Over the holidays, I visited Corning, NY – – famous for its glass museum, the largest collection of historical and art glass in the world.

Landscape – George Inness – 1870 – Rockwell Museum
But the town also has another excellent art museum, the Rockwell.
It’s not on the scale of the glass museum (where the gift shop alone is literally seven times bigger than my house) but it’s well worth visiting.

“Clouds in the Canyon” – Thomas Moran – 1915 – Rockwell Museum
A lot of the art relates to the American West.

“Yakima Indian with Shadow” – Fritz Scholder – 1976 – Rockwell Museum

I thought this would be entitled “Put Your Best Side Forward,” but in fact it’s “The Winter Campaign” – Frederic Remington – 1909 – Rockwell Museum
Frederic Remington, one of the most famous artists of the American West, was a New Yorker. He grew up in the “North Country” near the St. Lawrence river, so he knew a thing or two about cold weather, and that came to mind looking at these cavalrymen huddled around a fire in the snow.
His scenes and sculptures of the West were created in his studio in New Rochelle, about ten miles from Irvington, where Albert Bierstadt had his studio.
They have a big (I guess the only way he did things) landscape by Bierstadt, nearly 6′ x 10′, in place of pride on the top floor.
I suppose these formal landscapes in the “Hudson River School” style have been out-of-fashion for a long time, but personally I love them.
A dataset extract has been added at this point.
PR #1207, opened 2019-12-28
Upgrade OpenGL drawing code to version 3.3 Core

D15C0DE:
The main purpose of this series is to upgrade the OpenGL drawing code in openMSX to OpenGL 3.3 Core profile. This version should be supported on systems sold from 2008 onwards. I did a basic conversion, optimizing only obvious cases. I'm sure there is a lot more room for improvement.

### DIFF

“Mount Whitney” – Albert Bierstadt – 1877 – Rockwell Museum

museum from the back
The collection is housed in a former city hall, a big brick-and-stone pile, done in a stalwart Richardson Romanesque style, almost medieval-looking.
It was built in 1893 so a contemporary of some of the paintings it contains.

“Green River” – Thomas Moran – 1877 – Rockwell Museum
There’s a rooftop terrace, which is where I took this cellphone picture of the slate roof.

I was thinking about the saying “clean slate,” to start off the new year.
I know the expression refers to chalk & blackboards, students’ handheld slates (and 19th c. bar tabs!) but these roof shingles are made of the same stuff after all.

Some of the other expressions that are almost-synonyms, like “square one,” seem like they’re usually used in a more negative sense, like “here we go again, having to start all over.” “Breaking new ground,” speaking as someone who’s dug up sod and a few stumps, is just plain backbreaking.
“When one door closes, another opens” can be very true. I grew up in a drafty old house built in the 1860’s, and that kinda stuff happened, until we got storm doors and better weatherstripping installed.

Wax tablet & stylus – Wikipedia – photo by Peter van der Sluijs
I remember some teachers were fond of using tabula rasa, but they always seemed to say “blank slate” when they were looking straight at me. With the emphasis on blank, as I looked back at them blankly. So I never much liked that. And it seems a bit fancy and pretentious.
When I looked it up, the dictionary has rāsa as “scraped, erased,” and of course the Romans were using wax tablets, not slate. (I guess in a pinch, they could toss incriminating evidence onto the nearest brazier or flaming martyr.)
And speaking of Roman gladiatorial-related stuff, Webster’s tells us “start from scratch” meant “show up for a confrontation,” like “step up to the plate” and they also see an origin in sports – – a line in the sand – – for a race, cricket, boxing, etc. So that all sounds horribly athletic and combative, so let’s skip it.
“Reboot,” which the Help Desk people probably say in their sleep, is kinda nice – – at least you have the mental image of applying the sole of your boot to the soulless stubborn computer.
But I like best “clean slate,” “fresh start” and “new leaf,” they’re positive sounding, aren’t they.
And “Start afresh” just has a nice sound to it.

So that’s all, no profound thoughts, just Cheers, here’s to a fresh new year.

N. C. Wyeth – Rockwell Museum

I thought this was in keeping with the theme of this post – a bison at Yellowstone – a symbol of the Wild West, and as they say in the wildlife biz, while it’s a bison, not a gnu, it’s just as good as gnu.